To Mock a Mockingbird or: How I learned to stop worrying and learned combinatory logic
Yesterday I finished reading one of the most remarkable books I read in my life: “To Mock a Mockingbird and Other Logic Puzzles: Including an Amazing Adventure in Combinatory Logic” by Raymond Smullyan. When I finished reading The Little Schemer that book was listed as one of the suggested further readings. The title was quite intriguing so I got the book and started reading it. That was a year ago and I finished the book yesterday. Why? Because I got stuck and couldn’t understand some of the material. Luckily I now had some time to approach the book once again and grok it.

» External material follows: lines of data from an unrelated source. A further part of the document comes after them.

PR #4920, opened 2019-06-14
XAML Rule review

drewnoakes:
`Rule` has both [`Name`](https://github.com/microsoft/msbuild/blob/f65f3e1e6ccd33284a7dba489914048292ff02a3/src/Framework/XamlTypes/Rule.cs#L96) and [`DisplayName`](https://github.com/microsoft/msbuild/blob/f65f3e1e6ccd33284a7dba489914048292ff02a3/src/Framework/XamlTypes/Rule.cs#L110) properties. Only `DisplayName` is localised. Therefore, rule properties that are visible but do not have a `DisplayName` specified will never be localised in the UI.

This PR adds a unit test to ensure visible properties have a display name. It also adds several missing display names.

It also ensures property `Description` text ends with a full stop, which seems to be convention in the UI.

@tmeschter please review this from a loc perspective. It may not be something we want to merge until later, or perhaps not at all.

Related to #4105.

### DIFF
--- a/src/Microsoft.VisualStudio.ProjectSystem.Managed.UnitTests/ProjectSystem/Rules/XamlRuleTests.cs
+++ b/src/Microsoft.VisualStudio.ProjectSystem.Managed.UnitTests/ProjectSystem/Rules/XamlRuleTests.cs
@@ -85,6 +85,27 @@ namespace Microsoft.VisualStudio.ProjectSystem.Rules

As the title suggests the book is a collection of logic puzzles. Out of six parts of the book - 25 chapters total - two are devoted to general logic puzzles, many of them about different aspects of truth telling. These can be regarded as a warm-up because in the third part the book makes a sudden turn towards combinatory logic. And this is the moment I found difficult in the book. Of course Smullyan doesn’t expect that readers work with combinators so he camouflages them as singing birds. Having some mathematical background I rejected this cover and tried to approach problems formally. Now, after reading the book, I think this was a major mistake that lead to my failure. I wasn’t able to deal with first 10 puzzles but I was more or less able to follow the solutions. Still I felt that reading solutions without being able to solve puzzles by myself was cheating so I gave up. A few months later I made another approach to the book but the results were exactly the same. Three weeks ago I made a third attempt, but I decided not to give up even if I won’t be able to come up with my own solutions. I figured that being able to only understand given solutions is completely fine. That decision turned out to be a good one. Although at first I wasn’t able to solve puzzles on my own at some point things just clicked. I solved one puzzle, then another and another and I realized that I know how to solve most of the puzzles. From now on the book went quite smoothly. Part four about logical paradoxes and inconsistencies in logical systems gave me some problems and I was afraid that each subsequent part will be equally challenging but it turned out that it was not the case. Part five gives a nice overview of computations using SKI combinators, while part six presents Church encoding of natural numbers and culminates with a proof of Gödel’s theorem.
Some advice
The book is challenging on the one hand but it is also very rewarding. One of the most satisfying moments was realizing that I am able to write expressions like
gãb̃ = Zãf(Zb̃t(g(Pã)(Pb̃)))
and then seeing that these are in fact nothing more but recursive programs. However it took me some work to get to this point and I think I can give future readers some advice about approaching the book. I’ve seen people on the internet saying they don’t understand parts of the book about combinators. In fact this is the same problem I faced on my initial contact. So my advice number one is: don’t give up. It looks like working with combinators just isn’t an inborn talent for most of us. It’s something that we just need to learn and it’s completely fine if you can’t figure out solutions on your own. It is important however to follow solutions given in the book. At some point you should understand how all of this works. Also don’t make my mistake of trying too formalize things to much. Don’t try to apply presented facts about combinators to anything else you know like maths or functional programming. This seems to only bring confusion. At some point things will become clear, but until then be patient. I wasn’t and in my attempts I even tried to introduce universal and existential quantification, which was a complete overkill. Also, it is very important to make notes. Keep conclusions of the puzzles in a notebook so you have easy access to a list of known facts. This is crucial since some solutions are based on facts proved 100 pages earlier. I also suggest having a separate scratch-pad.
Summary
To “Mock a Mockingbrd” was a very insightful book and one of the most unusual ones I have read. It presents difficult material in a fun and entertaining way, but don’t be fooled - you will spend hours with pen and paper to complete this book. I highly recommend it to anyone interested in logic and functional programming. What functional programming has to do with it? Unrelated as it may seem I feel that this book has given me knowledge necessary to tackle type-level programming in Haskell. Just three weeks ago this seemed like a complete black magic and now it looks comprehensible.